USF launches new Automated Vehicle Institute


At the Frankfurt Auto Show in September, Nissan CEO Carlos Ghosn became the first carmaker to commit to developing a fully automated vehicle that is market-ready by 2020.

Following Ghosn’s declaration, other carmakers and technology companies such as Mercedes Benz, Google, IBM and Nokia jumped on board.

Recently, at the 2013 Florida Automated Vehicles Summit hosted by the Center for Urban Transportation (CUTR), USF announced the formation of the Automated Vehicle Institute to study the policy and planning surrounding the implementation of the emerging technology.

Partnering with the Florida Department of Transportation and the Tampa-Hillsborough Expressway Authority (THEA), the new institute aims to position Tampa Bay as a leader in automated vehicle technology and policy.

“This technology is going to be a disruptive technology that changes things,” Denis Eirikis, managing director of the Automated Vehicle Institute, said. “Just like the invention of the Model T changed the horse and buggy mobility of America, many people think that automated vehicle technology has the ability to change American mobility more than it’s been changed in the last hundred years.”

The new institute is the first of its kind in the country, focusing on the implementation, planning and policymaking behind automated vehicles as opposed to the technology itself.

The institute will build on its existing partnership with THEA to expand CUTR’s research to areas of policymaking and urban planning with regard to automated vehicles.

CUTR Director Jason Bittner said Tampa Bay has a strong advantage as a hub for this new kind of research.

Last year, Florida Sen.
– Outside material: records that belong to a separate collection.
Issue #598, opened 2018-09-18
Changing abstract class to trait causes "invalid superClass"


pauldraper:
Using sbt 1.2.3, Scala 2.12.6

```sh
git clone git@github.com:typelevel/cats.git
cd cats
sbt compile
sed -i 's/abstract class StateTFunctions/trait StateTFunctions/' core/src/main/scala/cats/data/IndexedStateT.scala
sbt compile
```

```
[info] Compiling 1 Scala source to /home/paul/dev/typelevel/cats/core/.jvm/target/scala-2.12/classes ...
java.lang.AssertionError: assertion failed: Invalid superClass in Lcats/data/package$StateT$;: Some(Lcats/data/StateTFunctions;)
	at scala.tools.nsc.backend.jvm.BTypes$ClassBType.scala$tools$nsc$backend$jvm$BTypes$ClassBType$$checkInfoConsistency(BTypes.scala:649)
	at scala.tools.nsc.backend.jvm.BTypes$ClassBType$.apply(BTypes.scala:817)
	at scala.tools.nsc.backend.jvm.BTypesFromSymbols.classBTypeFromSymbol(BTypesFromSymbols.scala:104)
	at scala.tools.nsc.backend.jvm.BTypesFromSymbols.$anonfun$typeToBType$1(BTypesFromSymbols.scala:158)
	at scala.collection.MapLike.getOrElse(MapLike.scala:128)
	at scala.collection.MapLike.getOrElse$(MapLike.scala:126)
	at scala.collection.AbstractMap.getOrElse(Map.scala:59)
	at scala.tools.nsc.backend.jvm.BTypesFromSymbols.primitiveOrClassToBType$1(BTypesFromSymbols.scala:158)
	at scala.tools.nsc.backend.jvm.BTypesFromSymbols.typeToBType(BTypesFromSymbols.scala:173)
	at scala.tools.nsc.backend.jvm.BCodeSkelBuilder$PlainSkelBuilder.tpeTK(BCodeSkelBuilder.scala:80)
	at scala.tools.nsc.backend.jvm.BCodeBodyBuilder$PlainBodyBuilder.genLoad(BCodeBodyBuilder.scala:249)
	at scala.tools.nsc.backend.jvm.BCodeBodyBuilder$PlainBodyBuilder.genLoadQualifier(BCodeBodyBuilder.scala:900)
[...]

PR #654, opened 2019-04-11
Workaround for 'symbol is missing from the classpath' error

lukaszwawrzyk:
We faced an odd problem while renaming a type. In case of the test it is Before -> After. The problem is in `Problem` class. It is not selected during initial invalidation, but without that happening the 3 other classes won't compile at all which will prevent zinc from building the Problem class in the next cycle. Without ProblemUser class it would work properly.
It seems like there is no reasonable way to detect that `Problem` needs to be recompiled without running the compilation (or usually including too many sources to recompile).

The workaround is to just detect this specific compile error:
```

Jeff Brandes sponsored legislation to allow for the testing of automated vehicles in the state — making Florida the third state to allow such testing.

“We have predictable weather, we have this innovative expressway authority that’s operating here, we have CUTR and we don’t currently have a big investment in a fixed guideway transit system,” Bittner said. “All of these play a large role in how well Tampa Bay can be involved in this.”

The institute is hoping to have a large influence on the way Tampa and other urban cities utilize automated vehicle technology.

Bittner said the implementation of this new technology into urban areas could look like anything from automated taxi services to smarter, more intuitive signaling and road design.

Currently, traffic congestion costs the U.S. billions of dollars a year in wasted resources, Eirikis said. In some cities, at peak hour, up to 30 percent of traffic congestion is caused by people looking for available parking.

Eirikis said the implementation of automated vehicle technology into congested urban environments could completely change the way people get around.

“A lot of transportation futurists are looking toward a future right now where human-driven cars are kind of like elevator operators,” Eirikis said. “You may have seen an elevator operator once in your life, but elevators work better by machine.”

As officials in Hillsborough and Pinellas counties continue to debate new mass transit and transportation options to alleviate congestion downtown and across bridges, Bittner said automated vehicle technology may bring another option to the table.

“Here in Tampa Bay, we’ve been looking at light rail, rail or expanded bus lanes as options to solve our transportation problem, but now we want to look at if maybe automated vehicle adoption is an option,” Bittner said.

The automation of vehicles involve a large number of sensors, cameras and mapping systems that Bittner said may worry some consumers.

In addition to policy and implementation, the Automated Vehicle Institute also plans to do consumer research to look at what the value is to the consumer and the driving factors of the market for this new technology.

“It becomes a pretty high-value proposition when you look at the data,” Bittner said. “Thirty-two thousand people are killed on the roads every year and 95 percent of those are caused by driver error. If we could just cut that in half, that’s a lot of lives. If we can get to 95 percent and save that many lives each year, it’s pretty hard to make an argument
against it.”

Over the next few years, the institute will work closely with consumers, original technology manufacturers and transportation officials as automated vehicle technology becomes cheaper and more readily

“Right now the technology is there, cars can drive better than humans,” Bittner said. “The big questions are: What are the legal implications? What are the policy implications? Do we program them to go the same speed as everybody else in traffic? What are the land-use implications? All of these are going to be big questions soon.”